Najah R. Hadi, Khalid I. Amber, Hussein A. Alsalkhi, Bashaer M. Muhammad-Baqir, Mustafa H. Ahmed.

The main objective of this study is to assess the possible protective role of Trimetazidine in the prevention of contrast induced nephropathy in patients with renal impairment undergoing coronary angiography or percutaneous coronary intervention. This was a randomized single-blind clinical trial study. A total of 100 consecutive diabetic patients with symptomatic ischemic heart disease and chronic kidney disease (CKD) were subjected to an elective percutaneous coronary intervention, at ALSADR teaching hospital /Al-Najaf Center for Cardiac surgery and Tran Catheter Therapy, Najaf, Iraq, in period between May and December 2018. The Patients were divided into two groups: Group I-Control Group (n=45) these patients with chronic kidney disease and critical coronary stenosis and they were needed to be subjected to coronary intervention. Group II- Treatment Group (n=44) also these patients with chronic kidney disease and critical coronary stenosis and they were need to be subjected to coronary intervention and treated with 35 mg tablet /twice daily of Trimetazidine for the period of three days , starting 48 hours before surgical procedure and for 24 hours post the procedure.

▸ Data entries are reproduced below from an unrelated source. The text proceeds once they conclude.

PR #4519, opened 2018-02-07
refspec: add public parsing api

cynecx:
This PR adds public apis for parsing refspec strings. This already exists but they are all internal.
I am not sure if tests are required here because I guess that the internal api must have tests already and this PR just adds trivial wrapping. But I am happy to add tests if it's really requested.

### DIFF
--- a/include/git2/refspec.h
+++ b/include/git2/refspec.h
@@ -22,6 +22,23 @@
 GIT_BEGIN_DECL
 
 /**
+ * Parse a given refspec string
+ *
+ * @param refspec a pointer to hold the refspec handle
+ * @param input the refspec string
+ * @param is_fetch is this a refspec for a fetch
+ * @return 0 if the refspec string could be parsed, -1 otherwise
+ */
+GIT_EXTERN(int) git_refspec_parse(git_refspec **refspec, const char *input, int is_fetch);
+
+/**
+ * Free a refspec object which has been created by git_refspec_parse
+ *
+ * @param refspec the refspec object
+ */
+GIT_EXTERN(void) git_refspec_free(git_refspec *refspec);
+
+/**
  * Get the source specifier
  *
  * @param refspec the refspec
--- a/src/refspec.c
+++ b/src/refspec.c
@@ -160,6 +160,31 @@ void git_refspec__free(git_refspec *refspec)
 	memset(refspec, 0x0, sizeof(git_refspec));
 }
 
+int git_refspec_parse(git_refspec **out_refspec, const char *input, int is_fetch)
+{
+	git_refspec *refspec;
+	assert(out_refspec && input);
+
+	*out_refspec = NULL;
+
+	refspec = git__malloc(sizeof(git_refspec));
+	GITERR_CHECK_ALLOC(refspec);
+
+	if (git_refspec__parse(refspec, input, !!is_fetch) != 0) {
+		git__free(refspec);
+		return -1;
+	}
+
+	*out_refspec = refspec;
+	return 0;
+}
+
+void git_refspec_free(git_refspec *refspec)
+{
+	git_refspec__free(refspec);
+	git__free(refspec);
+}
+
 const char *git_refspec_src(const git_refspec *refspec)
 {
 	return refspec == NULL ? NULL : refspec->src;
--- a/tests/network/refspecs.c
+++ b/tests/network/refspecs.c
@@ -158,3 +158,15 @@ void test_network_refspecs__matching(void)
 
 	git_refspec__free(&spec);
 }
+
+void test_network_refspecs__parse_free(void)
+{
+	git_refspec *spec = NULL;
+
+	cl_git_fail(git_refspec_parse(&spec, "", 0));
+	cl_git_fail(git_refspec_parse(&spec, ":::", 0));
+	cl_git_pass(git_refspec_parse(&spec, "HEAD:", 1));
+
+	cl_assert(spec != NULL);
+	git_refspec_free(spec);
+}


src/refspec.c
```diff
@@ -160,6 +160,35 @@ void git_refspec__free(git_refspec *refspec)
 	memset(refspec, 0x0, sizeof(git_refspec));
 }
 
+int git_refspec_parse(git_refspec **refspec, const char *input, int is_fetch) {
+	git_refspec *new_refspec;
+	if (refspec == NULL || input == NULL) {
```
tiennou: That should be an assert.

src/refspec.c
```diff
@@ -160,6 +160,35 @@ void git_refspec__free(git_refspec *refspec)
...
+		return -1;
+	}
+
+	is_fetch = !!is_fetch;
+	new_refspec = git__malloc(sizeof(git_refspec));
+	if (new_refspec == NULL) {
```
tiennou: `GITERR_CHECK_ALLOC` is what you want here.

src/refspec.c
```diff
@@ -160,6 +160,35 @@ void git_refspec__free(git_refspec *refspec)
...
+		git__free(new_refspec);
+		return -1;
+	}
+
+	*refspec = new_refspec;
+	return 0;
+}
+
+void git_refspec_free(git_refspec *refspec) {
+	if (refspec == NULL) {
```
tiennou: I'd be tempted to say that this test is not needed : `git_refspec__free` already handles it, and `git__free` doesn't care about `NULL`.

src/refspec.c
```diff
@@ -160,6 +160,35 @@ void git_refspec__free(git_refspec *refspec)
 	memset(refspec, 0x0, sizeof(git_refspec));
 }
 
+int git_refspec_parse(git_refspec **refspec, const char *input, int is_fetch) {
+	git_refspec *new_refspec;
+	if (refspec == NULL || input == NULL) {
+		return -1;
+	}
+
+	is_fetch = !!is_fetch;
```
tiennou: I'd move that inside the `git_refspec__parse` call.

tiennou:
It'd be 😍 if you squashed those commits, too !

src/refspec.c
cynecx: done

src/refspec.c
cynecx: done

src/refspec.c
cynecx: done

cynecx:
@tiennou Done!

include/git2/refspec.h
```diff
@@ -21,6 +21,23 @@
  */
 GIT_BEGIN_DECL
 
+/**
+ * Parse a given refspec string
+ *
+ * @param refspec a pointer to hold the refspec handle
+ * @param input the refspec string
+ * @param is_fetch is this a refspec for a fetch
+ * @return 0 if the refspec string could be parsed, 1 otherwise
```
pks-t: `1` otherwise is a bit weird. We always return `-1` for errors.

src/refspec.c
```diff
@@ -160,6 +162,27 @@ void git_refspec__free(git_refspec *refspec)
 	memset(refspec, 0x0, sizeof(git_refspec));
 }
 
+int git_refspec_parse(git_refspec **refspec, const char *input, int is_fetch) {
```
pks-t: Well, this is definitly is a bit more than a "simple wrapper", regarding it has 14 lines of code. So it should be worth a test

src/refspec.c
```diff
@@ -160,6 +162,27 @@ void git_refspec__free(git_refspec *refspec)
...
+	git_refspec *new_refspec;
+	assert(refspec && input);
+
+	new_refspec = git__malloc(sizeof(git_refspec));
+	GITERR_CHECK_ALLOC(new_refspec);
+
+	if (!git_refspec__parse(new_refspec, input, is_fetch)) {
```
pks-t: You shouldn't pass `is_fetch` as, as `git_refspe__parse` accepts a bool. So instead of moving `is_fetch = !!is_fetch` into `git_refspec__parse`, you should have that here.

src/refspec.c
ethomson: While you're fixing up this PR with @pks-t 's changes, please put this `{` on a newline to match our code formatting rules.  (Thanks!)

src/refspec.c
```diff
@@ -160,6 +162,27 @@ void git_refspec__free(git_refspec *refspec)
...
+		git__free(new_refspec);
+		return -1;
+	}
+
+	*refspec = new_refspec;
+	return 0;
+}
+
+void git_refspec_free(git_refspec *refspec) {
```
ethomson: Same with this `{`.

src/refspec.c
pks-t: Ah, thanks! I noticed this, but forgot to write a comment

ethomson:
> I'm a bit on the edge whether that API makes sense to expose. Not saying that it shouldn't, but I still would like to know of a certain use case where it would be handy. I'm especially coming from the angle that we have no functions exposed which make real use of the refspec.

Same.  @cynecx, understanding your motivations here would help us get more excited about this.  As I'm sure you can imagine, every new API we add is something else that we have to maintain, so we're loathe to add new public API unless it's warranted.

We don't want to just expose API for the sake of completeness.  So understanding what you're trying to do (and how this helps you do it) is nice so that we know that we should take on this future maintenance burden in order to help you build your software.  😃

cynecx:
Sorry about the delay.

@pks-t @ethomson Well, I am currently developing a custom git remote handler which accepts a command which accepts a refspec as an argument (and my handler obviously uses libgit2). I was actually aiming for reducing code duplication by reusing parsing code which already exists in libgit2. That's my main motivation here, I am not sure if this will convince you but it would definitely offload some parsing logic, which is always good IMO.

include/git2/refspec.h
cynecx: Sorry the function is actually returning `-1`, but this is obviously a documentation error.

src/refspec.c
cynecx: @tiennou mentioned to move that line away. But I can move it back here.

src/refspec.c
cynecx: Sorry, didn't noticed that. Should be fixed.

src/refspec.c
cynecx: I'll push some tests right away.

cynecx: @pks-t About the tests, would a simple valid/not-valid parsing case be sufficient (testing object creation) and a simple comment that the logic should already be tested in the internal version of the api suffice?

pks-t: @cynex Should suffice in this case, yes.

src/refspec.c
pks-t: Sorry, coding style is always a soft thing and different people have different views :P

pks-t: On another note: you could also just move it into the `git_refspec__parse` line, without first assigning it to itself.

tests/network/refspecs.c
```diff
@@ -158,3 +158,22 @@ void test_network_refspecs__matching(void)
...
 	git_refspec__free(&spec);
 }
+
+void test_network_refspecs__parse_free(void) {
+	git_refspec *spec;
+	int error;
+
+	spec = NULL;
+
+	error = git_refspec_parse(&spec, "", 0);
```
pks-t: You can get rid of the `error` for this and all the following invocations, as we're always using `cl_git_pass` and `cl_git_fail` to check for errors when the invoked function is conforming to libgit2's error style. So:

```
cl_git_fail(git_refspec_parse(&spec, "", 0));
cl_git_fail(git_refspec_parse(&spec, ":::", 0));
cl_git_pass(git_refspec_pares(&spec, "HEAD:", 1));
```

src/refspec.c
```diff
@@ -160,6 +160,30 @@ void git_refspec__free(git_refspec *refspec)
 	memset(refspec, 0x0, sizeof(git_refspec));
 }
 
+int git_refspec_parse(git_refspec **refspec, const char *input, int is_fetch)
+{
+	git_refspec *new_refspec;
+	assert(refspec && input);
+
```
pks-t: I'd like to make sure that we always sanitize the out parameter. So the first thing this function does should be `*refspec = NULL`.

src/refspec.c
```diff
@@ -160,6 +160,30 @@ void git_refspec__free(git_refspec *refspec)
...
+	new_refspec = git__malloc(sizeof(git_refspec));
+	GITERR_CHECK_ALLOC(new_refspec);
+
+	is_fetch = !!is_fetch;
+	if (git_refspec__parse(new_refspec, input, is_fetch) != 0) {
```
pks-t: You could just pull the `!!is_fetch` into this function. So `if (git_refspec__parse(new_refspec, input, !!is_fetch) != 0)`

src/refspec.c
```diff
@@ -160,6 +160,30 @@ void git_refspec__free(git_refspec *refspec)
 	memset(refspec, 0x0, sizeof(git_refspec));
 }
 
+int git_refspec_parse(git_refspec **refspec, const char *input, int is_fetch)
```
pks-t: Minor nit that doesn't need addressing: we usually name out-parameters `out` or similar. In case you rename it to out, you could also just rename `new_refspec` to `refspec`.

cynecx:
I've squashed them and addressed the styling issues :)

cynecx:
ping.

pks-t:
Kicking CI as it had some spurious failures.

pks-t:
Thanks for your contribution!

Trimetazidine significantly reduce the elevation in serum levels of nuclear factor kappa B , high-mobility group box 1, expression of Toll-like receptor 2 (p<0.05) while insignificantly reduce the elevation in serum levels of creatinine and urine level of Neutrophils gelatinase-associated lipocalinis (p > 0.05). Our study concluded that Trimetazidine reduce the acute kidney injury response and systemic inflammatory response induced by contrast administration after coronary intervention.